The discrimination of bat species by their VOC emissions is critical to chemically defining diagnostic samples for individual species because differences in bat VOC metabolites likely account for the largest variable component among chemical disease biomarkers found in WNS-smellprint signatures. The other significant VOC components in WNS disease-specific smellprint signatures, including VOC metabolites of the Pd pathogen and hibernacula-specific background VOCs, theoretically are less significant because Pd-associated metabolites are probably relatively conserved across geographically-diverse allopatric strains, thought to be the result of a monophyletic introduction [
67].
The development of early disease-detection technologies for WNS is essential for achieving more effective means of monitoring and improving disease management.
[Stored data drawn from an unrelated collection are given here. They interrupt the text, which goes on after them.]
PR #4368, opened 2023-07-26
CORE-15770: Update CLI plugin's SqlFormatter to understand Hibernate property access.

chrisr3:
Update `SqlFormatter` to check for JPA property annotations on both the underlying field and the getter method.

Log a warning for each `val` property that has JPA annotations. This will become an error once all JPA entities have been updated.

### DIFF
--- a/tools/plugins/initial-config/src/test/kotlin/net/corda/cli/plugin/initialconfig/TestSqlFormattersForFieldAccess.kt
+++ b/tools/plugins/initial-config/src/test/kotlin/net/corda/cli/plugin/initialconfig/TestSqlFormattersForFieldAccess.kt
@@ -1,0 +1,202 @@
+package net.corda.cli.plugin.initialconfig
+
+import org.junit.jupiter.api.Assertions.assertEquals
+import org.junit.jupiter.api.Test
+import org.junit.jupiter.api.assertThrows
+import java.time.Instant
+import javax.persistence.Column
+import javax.persistence.Entity
+import javax.persistence.Id
+import javax.persistence.JoinColumn
+import javax.persistence.Table
+import javax.persistence.Version
+import org.junit.jupiter.api.Disabled
+
+class TestSqlFormattersForFieldAccess {
+
+    @Entity
+    @Table(name = "testtable", schema = "testschema")
+    private class TestEntity(
+        @Suppress("Unused")
+        @Column(name = "testyMcTestFace", nullable = false)
+        var testFace: String,
+
+        @Suppress("Unused")
+        @Column(name = "testNumber")
+        var testNum: Int,
+
+        @Suppress("Unused")
+        @Column(name = "testDate")
+        var testDate: Instant? = null,
+
+        @Suppress("Unused")
+        @JoinColumn(name = "crossRef")
+        var reference: ReferencedEntity? = null
+    )
+
+    @Entity
+    @Table(name = "testtable", schema = "testschema")
+    private class VersionedTestEntity(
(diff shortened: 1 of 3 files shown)


tools/plugins/initial-config/src/test/kotlin/net/corda/cli/plugin/initialconfig/TestSqlFormattersForFieldAccess.kt
```diff
@@ -11,34 +11,34 @@ import javax.persistence.JoinColumn
 import javax.persistence.Table
 import javax.persistence.Version
 
-class TestSqlFormatters {
+class TestSqlFormattersForFieldAccess {
```
simon-johnson-r3, line 15: The `TestSqlFormattersForPropertyAccess` test is good, because it tests the target state of JPA entity declarations.

Changing this test however means you're testing an interim state. One where `val` is changed to `var` but the `@get` annotations are still not added.

Shouldn't these remain `val` whilst the rest of the codebase is using `val` to test the current state of the code? It appears that if this was merged, right now we'd have no test for what our code is actually doing?

chrisr3: > Changing this test however means you're testing an interim state. One where val is changed to var but the @get annotations are still not added.

As I have already explained, JPA annotations should not be applied to a `val` property for "field access" since this will not work on Java 17, due to the property's underlying field being _truly_ `final`.

I suppose I could modify the code to throw an exception for such `val` properties, except that is likely to prove unpopular in the immediate term.

simon-johnson-r3: That is not what I was getting at. You have a separate ticket to replace the `val` everywhere with `var`. Until that ticket is complete we have `val` all over the place. If you submit this PR without a test for `val` how to you know they work in the current `val` form?

chrisr3: `var` = (`val` + "setter method")

Nothing is removed by doing this, so what are you expecting to break?

Or more explicitly:
- `val` -> `KProperty1`
- `var` -> `KMutableProperty1`

where `interface KMutableProperty1 : KProperty1`

chrisr3: > If you submit this PR without a test for `val` how to you know they work in the current `val` form?

In that case, would you care to approve #4367 please?

simon-johnson-r3: Yes, let's do it that way round.

simon-johnson-r3 (dismissed):

tools/plugins/initial-config/src/test/kotlin/net/corda/cli/plugin/initialconfig/TestSqlFormattersForFieldAccess.kt
simon-johnson-r3: I've approved them both, let's merge the other first.

kyriathar (approved):
OK (db)

PR #4369, opened 2023-07-26
CORE-15297: refactor crypto processor to reduce layering

dickon:
Combine the signing service with the crypto service, and remove more of the support for non-soft HSMs. That removes around 1200 lines of code, and address these tickets:

- CORE-15276: remove the unused crypto throttling layer, which was never triggered. The architectural choice of Corda 5 is to retry from the top, not at each layer, and crypto is never at the top. Mutliple levels of retires are problematic.
- CORE-15277: move the handling of exceptions out of a proxy layer into particular places where exceptions are expected. The main motivation was to reduce the number of places we have to touch on each interface change.

This required some movement of pieces to keep the package import graph from becoming cyclic with the above changes. In particular SigningKeyInfo and SigningKeySaveContext more into the persistence package, and TenantInfoService moves from crypto-service to crypto-softhsm-impl. We remove many test cases, which are testing layers that no longer exist, and move other test cases to reflect the newly simplified structure. All the tests in SigningServiceGeneralTests move to SoftCryptoServiceGeneralTests.

We also remove the `hsmId` and `instance` fields from `CryptoServiceRef`, since those are associated with layers that have been collapsed.


components/crypto/crypto-service-impl/src/test/kotlin/net/corda/crypto/service/impl/SigningServiceGeneralTests.kt
```diff
@@ -1,507 +0,0 @@
...
-import org.mockito.kotlin.mock
-import org.mockito.kotlin.times
-import org.mockito.kotlin.verify
-import java.security.PublicKey
-import java.time.Instant
-import java.util.UUID
-import java.util.concurrent.TimeUnit
-
-// TODO - move content into SigningServiceImplTest
-class SigningServiceGeneralTests {
```
Sakpal, line 56: Major: Have we moved this tests somewhere else? Or these tests are not relevant anymore with the changes made?

components/crypto/crypto-softhsm-impl/src/main/kotlin/net/corda/crypto/softhsm/impl/HSMRepositoryImpl.kt
```diff
@@ -81,6 +79,8 @@ class HSMRepositoryImpl(
             val association =
                 findHSMAssociationEntity(em, tenantId)
                     ?: createAndPersistAssociation(em, tenantId, CryptoConsts.SOFT_HSM_ID, masterKeyPolicy)
+                findHSMAssociationEntity(em, tenantId)
+                    ?: createAndPersistAssociation(em, tenantId, CryptoConsts.SOFT_HSM_ID, masterKeyPolicy)
```
Sakpal: Major: Duplicate/Redundant line?

components/crypto/crypto-service-impl/src/test/kotlin/net/corda/crypto/service/impl/SigningServiceGeneralTests.kt
dickon: That's a good question, which I address in the description:

> We remove many test cases, which are testing layers that no longer exist, and move other test cases to reflect the newly simplified structure. All the tests in SigningServiceGeneralTests move to SoftCryptoServiceGeneralTests.

So all the tests in this file are now in SoftCryptoServiceGeneralTests.

components/crypto/crypto-softhsm-impl/src/main/kotlin/net/corda/crypto/softhsm/impl/HSMRepositoryImpl.kt
dickon: Actually I already fixed this, it looks like it was a merge error. So if you reload the PR in github or repull the branch it should disappear.

components/crypto/crypto-softhsm-impl/src/main/kotlin/net/corda/crypto/softhsm/impl/SoftCryptoService.kt
```diff
@@ -81,12 +111,23 @@ class SoftCryptoService(
 
     override val extensions = listOf(CryptoServiceExtensions.REQUIRE_WRAPPING_KEY)
 
+    private fun <R> recoverable(description: String, block: () -> R) = try {
```
Sakpal, line 126: Curious: Can you help me understand the use of this method?

dickon: Recoverable runs a block of code, and catches and wraps certain exceptions in a way that lets the caller know what is required. This was used to be done  in the decorator layer before, and it requirement is part of the way Corda delivers robustness. We could just have a try/catch constrict with the exception wrapping logic in each place, but this way is easier to write and read, provided the reader is familiar with the function.

components/crypto/crypto-softhsm-impl/src/main/kotlin/net/corda/crypto/softhsm/impl/SoftCryptoService.kt
```diff
@@ -56,23 +81,28 @@ const val PRIVATE_KEY_ENCODING_VERSION: Int = 1
...
-    private val schemeMetadata: CipherSchemeMetadata,
+    private val signingRepositoryFactory: SigningRepositoryFactory,
+    override val schemeMetadata: CipherSchemeMetadata,
     private val defaultUnmanagedWrappingKeyName: String,
     private val unmanagedWrappingKeys: Map<String, WrappingKey>,
     private val digestService: PlatformDigestService,
     private val wrappingKeyCache: Cache<String, WrappingKey>?,
+    private val shortHashCache: Cache<ShortHash, SecureHash>?,
     private val privateKeyCache: Cache<PublicKey, PrivateKey>?,
+    private val signingKeyInfoCache: Cache<SecureHash, SigningKeyInfo>,
```
Sakpal: Major: Is this new support for cache, related to the caching of signing keys?

components/crypto/crypto-softhsm-impl/src/main/kotlin/net/corda/crypto/softhsm/impl/SoftCryptoService.kt
```diff
@@ -218,42 +350,235 @@ class SoftCryptoService(
...
+            spec.wrappingKeyAlias,
+            tenantId
+        ).unwrap(
             spec.keyMaterial
         ).also {
             privateKeyCache?.put(publicKey, it)
         }
 
+
+    override fun querySigningKeys(
```
Sakpal, line 412: Curious: Is all of this functions added below, moved from some other files?

libs/crypto/crypto-config-impl/src/main/kotlin/net/corda/crypto/config/impl/CryptoConfigUtils.kt
```diff
@@ -170,6 +170,7 @@ fun SmartConfig.toConfigurationSecrets(): ConfigurationSecrets = ConfigurationSe
 fun SmartConfig.signingService(): CryptoSigningServiceConfig =
     CryptoSigningServiceConfig(this)
 
+// TODO remove me, dead?
```
Sakpal: Major: Can we mark this in JIRA instead?

libs/crypto/crypto-config-impl/src/main/kotlin/net/corda/crypto/config/impl/CryptoHSMConfig.kt
```diff
@@ -3,6 +3,7 @@ package net.corda.crypto.config.impl
 import com.typesafe.config.ConfigList
 import net.corda.libs.configuration.SmartConfig
 
+// TODO remove me, dead?
```
Sakpal: Major: Can we mark this in JIRA instead?

libs/crypto/crypto-core/src/main/kotlin/net/corda/crypto/core/SigningKeyInfo.kt
```diff
@@ -69,4 +74,18 @@ data class SigningKeyInfo(
         result = 31 * result + status.hashCode()
         return result
     }
+
+    fun convertToCryptoSigningKey(keyEncodingService: KeyEncodingService): CryptoSigningKey = CryptoSigningKey(
```
Sakpal: Major: This looks like a Utility function for converting one data object to another. Any particular reason why we are keeping this in one of the POJO's and not a separate utils file?

Primary concerns, this is adding some business logic in this Data class(POJO) and adds reference to other classes in it, thus creating a dependency.

libs/crypto/crypto-config-impl/src/main/kotlin/net/corda/crypto/config/impl/CryptoConfigUtils.kt
dickon: done

components/crypto/crypto-softhsm-impl/src/main/kotlin/net/corda/crypto/softhsm/impl/SoftCryptoService.kt
dickon: yes, they all came from  `SigningServiceImpl`

libs/crypto/crypto-config-impl/src/main/kotlin/net/corda/crypto/config/impl/CryptoHSMConfig.kt
dickon: Created https://r3-cev.atlassian.net/browse/CORE-15824, TOOD deleted

libs/crypto/crypto-core/src/main/kotlin/net/corda/crypto/core/SigningKeyInfo.kt
dickon: On the other hand having it here improves locality of reference within the code, which I think is more important than the other considerations you mention.

components/crypto/crypto-service-impl/src/main/kotlin/net/corda/crypto/service/impl/TenantInfoServiceImpl.kt
```diff
@@ -1,60 +1,51 @@
...
     override fun lookup(tenantId: String, category: String): HSMAssociationInfo? {
         logger.debug { "findAssignedHSM(tenant=$tenantId, category=$category)"  }
-        return openRepository().use {
+        return hsmRepositoryFactory().use {
             it.findTenantAssociation(tenantId, category)
         }
     }
 
-    private fun ensureWrappingKey(association: HSMAssociationInfo) {
+    private fun ensureWrappingKey(association: HSMAssociationInfo, cryptoService: CryptoService) {
```
simon-johnson-r3, line 48: You appear to have added a requirement to pass a member property to a member function here, is that a mistake?

components/crypto/crypto-service-impl/src/main/kotlin/net/corda/crypto/service/impl/bus/CryptoFlowOpsBusProcessor.kt
```diff
@@ -94,6 +94,8 @@ class CryptoFlowOpsBusProcessor(
                             ExceptionEnvelope("Expired", "Expired at $expireAt")
                         )
                     } else {
+                        // TODO CORE-15264 - remove the retry here, Corda 5 architecture is that the flow should do the retries.
```
simon-johnson-r3: I would phrase this a bit less like there's something missing, because that isn't true, we just over engineered a retry. How about just `CORE-15264 will remove the retry here...`

components/crypto/crypto-softhsm-impl/src/main/kotlin/net/corda/crypto/softhsm/TenantInfoService.kt
```diff
@@ -0,0 +1,33 @@
...
+     * @param tenantId the tenant (virtual node or special purpose cluster level 
+     * @param category indicates what the keys will be used for, and should be one of the constants 
+     *                 defined in CryptoConsts.Categories
+     * @param cryptoService a reference to the crypto service, which is used to allocate a wrapping key
+     *                      if necessary.
+     * 
+     * @return Information about crypto processing for a specific category of keys in a specific tenant.
+     *         Includes `masterKeyAlias` which identifies the per-tenant master key used to wrap keys.
+     */
+    fun populate(tenantId: String, category: String, cryptoService: CryptoService): HSMAssociationInfo
```
simon-johnson-r3, line 29: typically we inject dependent services, is there a reason you pass one here?

libs/crypto/crypto-core/src/main/kotlin/net/corda/crypto/core/CryptoService.kt
```diff
@@ -150,6 +162,142 @@ interface CryptoService {
...
+     * @return The public part of the pair.
+     */
+    @Suppress("LongParameterList")
+    fun generateKeyPair(
+        tenantId: String,
+        category: String,
+        alias: String? = null,
+        externalId: String? = null,
+        scheme: KeyScheme,
+        context: Map<String, String> = EMPTY_CONTEXT,
```
simon-johnson-r3, line 267: `context: Map<String, String> = emptyMap()` would be fine and more normal here (and other places) I think? Kotlin already provides an easy means to do this already. It saves the reader from looking up what EMPTY_CONTEXT is.

libs/crypto/crypto-core/src/main/kotlin/net/corda/crypto/core/SigningKeyInfo.kt
simon-johnson-r3: I think this should be `toCryptoSigningKey` as in `toString` etc.

If you want to break the dependency in the data class, you could make it an extension function - and some members of the Kotlin community, including the author of Effective Kotlin would suggest that in cases like this where only public properties are used. I'm not sure you'd get a great deal of benefit from that in this case though.

simon-johnson-r3 (changes requested):

components/crypto/crypto-service-impl/src/main/kotlin/net/corda/crypto/service/impl/bus/CryptoFlowOpsBusProcessor.kt
dickon: I removed the TODO, that seems to be the way we are going.

components/crypto/crypto-softhsm-impl/src/main/kotlin/net/corda/crypto/softhsm/TenantInfoService.kt
dickon: I clarified this in the docstring; the trouble is that there's a dependency cycle here.

dickon: and I could flatten TenantInfoSerivce into CryptoServiceImpl, and have not done so yet since CryptoServiceImpl is already large.

libs/crypto/crypto-core/src/main/kotlin/net/corda/crypto/core/SigningKeyInfo.kt
dickon: Name changed.

I'd like to read up on the extension method point; my initial thinking is that in this case it'd be a surprising departure from standard OOP technique. But I don't think we should hold this work up on this point; I seem to recall examples going either way on this.

components/crypto/crypto-softhsm-impl/src/main/kotlin/net/corda/crypto/softhsm/impl/SoftCryptoService.kt
dickon: I clarified this is in a kdoc.

libs/crypto/crypto-core/src/main/kotlin/net/corda/crypto/core/SigningKeyInfo.kt
dickon: Having just bought and studied Item 45 and 46 in Effecitve Kotlin I think on balance the authors of that book would prefer my style rather an extension method here.  I should really read the whole book.

components/crypto/crypto-service-impl/src/main/kotlin/net/corda/crypto/service/impl/TenantInfoServiceImpl.kt
dickon: I discussed this directly with Simon; he hadn't noticed I'd dropped cryptoService as as member property, due to the cycle.

libs/crypto/crypto-core/src/main/kotlin/net/corda/crypto/core/CryptoService.kt
dickon: This is code pasted from SigningService and is in 5.1 (https://github.com/corda/corda-runtime-os/blob/13c6ffded20a55ba01d46a19ee37bfee680805ab/components/crypto/crypto-service-impl/src/main/kotlin/net/corda/crypto/service/SigningService.kt#L19 )  I take the point about style but due to the size and time elapsed on this PR I think I should minimise the number of changes. And this point doesn't feel it rates a JIRA ticket, nor would it be the first style issue I'd want to address.

components/crypto/crypto-service-impl/src/main/kotlin/net/corda/crypto/service/impl/TenantInfoServiceImpl.kt
dickon: Furthermore, we discussed other ways of getting rid of the cycle, but what we have works and is pretty low impact on the code so I'd like to move on.

simon-johnson-r3: I'd suggest here a complete decoupling of the classes, by introducing either an interface or higher order function, e.g.
```
populate(tenantId, category) { wrappingKeyAlias, context ->
  cryptoService.createWrappingKey(false, wrappingKeyAlias, context)
}
```

simon-johnson-r3 (approved):
I'm approving this with some minor comments still outstanding. They don't affect the logic of the code. Over time it would be good to fix these.

components/crypto/crypto-softhsm-impl/src/main/kotlin/net/corda/crypto/softhsm/TenantInfoService.kt
dickon: https://r3-cev.atlassian.net/browse/CORE-15853 to revisit this, a story on the tech debt epic.

libs/crypto/crypto-core/src/main/kotlin/net/corda/crypto/core/CryptoService.kt
dickon: https://r3-cev.atlassian.net/browse/CORE-15854 to track this, story in tech debt epic.

PR #4371, opened 2023-07-26
CORE-15642 - Persist token attributes in the output table

filipesoliveira:
Before this change the columns `tokenType`, `tokenIssuerHash`, `tokenSymbol`, `tokenTag`, `tokenOwnerHash`, and `tokenAmount` were not being populated.

Output table after updating the code:
image

### DIFF
--- a/components/ledger/ledger-persistence/src/integrationTest/kotlin/net/corda/ledger/persistence/utxo/tests/UtxoPersistenceServiceImplTest.kt
+++ b/components/ledger/ledger-persistence/src/integrationTest/kotlin/net/corda/ledger/persistence/utxo/tests/UtxoPersistenceServiceImplTest.kt
@@ -82,8 +82,12 @@ import java.security.spec.ECGenParameterSpec
 import java.time.Duration
 import java.time.Instant
 import java.time.temporal.ChronoUnit
+import java.util.Random
 import java.util.concurrent.atomic.AtomicInteger
 import javax.persistence.EntityManagerFactory
+import net.corda.v5.ledger.utxo.observer.UtxoToken
+import net.corda.v5.ledger.utxo.observer.UtxoTokenFilterFields
+import net.corda.v5.ledger.utxo.observer.UtxoTokenPoolKey
 
 @ExtendWith(ServiceExtension::class, BundleContextExtension::class)
 @TestInstance(PER_CLASS)
@@ -330,7 +334,25 @@ class UtxoPersistenceServiceImplTest {
             transactionStatus,
             visibleStatesIndexes
         )
-        persistenceService.persistTransaction(transactionReader)
+
+        // Create the utxo tokens
+        val tokenType = "token type"
+        val tokenSymbol = "token symbol"
+        val tokenTag = "token tag"
+        val issuerHash = newRandomSecureHash()
+        val ownerHash = newRandomSecureHash()
+        val tokenAmount = BigDecimal(1)
+        val utxoTokenMap = createUtxoTokenMap(
+            transactionReader,
+            tokenType,
+            tokenSymbol,
+            tokenTag,
+            issuerHash,
+            ownerHash,
+            tokenAmount
+        )
+
+        persistenceService.persistTransaction(transactionReader, utxoTokenMap)
 
         val entityFactory = UtxoEntityFactory(entityManagerFactory)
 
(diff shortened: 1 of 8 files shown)


components/ledger/ledger-persistence/src/main/kotlin/net/corda/ledger/persistence/utxo/impl/UtxoPersistenceServiceImpl.kt
```diff
@@ -154,13 +159,21 @@ class UtxoPersistenceServiceImpl(
...
             repository.persistTransactionOutput(
                 em,
                 transactionIdString,
                 UtxoComponentGroup.OUTPUTS.ordinal,
                 stateIndex,
                 stateAndRef.state.contractState::class.java.canonicalName,
-                timestamp = nowUtc
+                utxoToken?.poolKey?.tokenType,
+                utxoToken?.poolKey?.issuerHash?.toString(),
+                stateAndRef.state.notaryName.toString(),
```
owenstanford: The notary name is not used, we should look at removing this field.

components/ledger/ledger-persistence/src/integrationTest/kotlin/net/corda/ledger/persistence/utxo/tests/UtxoPersistenceServiceImplTest.kt
```diff
@@ -405,7 +405,7 @@ class UtxoPersistenceServiceImplTest {
                     assertThat(dbInput.field<String>("type")).isEqualTo(transactionOutput::class.java.canonicalName)
                     assertThat(dbInput.field<String>("tokenType")).isNull()
                     assertThat(dbInput.field<String>("tokenIssuerHash")).isNull()
-                    assertThat(dbInput.field<String>("tokenNotaryX500Name")).isNull()
+                    assertThat(dbInput.field<String>("tokenNotaryX500Name")).isEqualTo(notaryX500Name.toString())
```
owenstanford: same as the comment below I think we need to remove the notary field. 
We should set the token fields passed to the test so we can assert they are set in the DB

components/ledger/ledger-persistence/src/main/kotlin/net/corda/ledger/persistence/utxo/impl/UtxoPersistenceServiceImpl.kt
filipesoliveira: I have raised a ticket so we can look into updating the database table: https://r3-cev.atlassian.net/browse/CORE-15800.

components/ledger/ledger-persistence/src/integrationTest/kotlin/net/corda/ledger/persistence/utxo/tests/UtxoPersistenceServiceImplTest.kt
```diff
@@ -330,7 +334,25 @@ class UtxoPersistenceServiceImplTest {
...
+        val tokenAmount = BigDecimal(1)
+        val utxoTokenMap = createUtxoTokenMap(
+            transactionReader,
+            tokenType,
+            tokenSymbol,
+            tokenTag,
+            issuerHash,
+            ownerHash,
+            tokenAmount
+        )
```
lankydan, line 353: better to use named parameters here which should reduce the lines of code a lot?

components/ledger/ledger-persistence/src/main/kotlin/net/corda/ledger/persistence/utxo/impl/UtxoPersistTransactionRequestHandler.kt
```diff
@@ -34,18 +34,21 @@ class UtxoPersistTransactionRequestHandler @Suppress("LongParameterList") constr
...
         val isTransactionVerified = transaction.status == TransactionStatus.VERIFIED
 
+        val listOfPairsStateAndUtxoToken = transaction.getVisibleStates().values.toList().toTokens(tokenObservers)
         val outputTokenRecords = if (isTransactionVerified) {
             utxoOutputRecordFactory.getTokenCacheChangeEventRecords(
                 holdingIdentity,
-                transaction.getVisibleStates().values.toList().toTokens(tokenObservers),
+                listOfPairsStateAndUtxoToken,
                 transaction.getConsumedStates(persistenceService).toTokens(tokenObservers)
             )
```
lankydan, line 43: Maybe this should change or be renamed slightly, since we're using it generate records and data to store the database. I'd argue the records should be based on the data we're going to store rather than what we have now.

components/ledger/ledger-persistence/src/main/kotlin/net/corda/ledger/persistence/utxo/impl/UtxoPersistTransactionRequestHandler.kt
```diff
@@ -34,18 +34,21 @@ class UtxoPersistTransactionRequestHandler @Suppress("LongParameterList") constr
...
         } else {
             listOf()
         }
 
+        val unconsumedTokensMap = listOfPairsStateAndUtxoToken.associate { it.first.ref to it.second }
+
         // persist the transaction
-        persistenceService.persistTransaction(transaction)
+        persistenceService.persistTransaction(transaction, unconsumedTokensMap)
```
lankydan: Should this map be called `tokens` instead? The main thing is, can we make it consistent with the parameter for `persistTransaction`? (e.g. `utxoTokenMap` or `unconsumedTokensMap`, we should stick to one or choose another name).

vlajos (dismissed):

components/ledger/ledger-persistence/src/integrationTest/kotlin/net/corda/ledger/persistence/utxo/tests/UtxoPersistenceServiceImplTest.kt
filipesoliveira: The variables are also used in the `assert`calls. This avoids duplicating the values and lets people know where the values must match.

components/ledger/ledger-persistence/src/main/kotlin/net/corda/ledger/persistence/utxo/impl/UtxoPersistTransactionRequestHandler.kt
filipesoliveira: I understand your point of view. But for this ticket, let's keep the changes to the bare minimum. There is a ticket with higher priority that needs to be done and requires the database table to be populated correctly.

lankydan (approved):

vlajos (approved):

Current technologies for determining WNS disease diagnoses require post-mortem microscopic testing of bat skin and observing diagnostic symptoms [
6,
8,
68,
69,
70]. The development of a new method for early diagnostic testing for WNS, prior to symptom development, would provide a means of implementing more effective direct control measures to suppress the Pd pathogen, reduce the adverse effects of the disease, and help facilitate the prevention of secondary cycles of bat-to-bat transmission through direct contact and release of Pd-inoculum from infected skin. Also, bats treated prior to symptom development have significantly better chances of recovery from WNS, due to interruption of pathogenesis, when successfully checked by early more effective prophylactic and therapeutic treatments.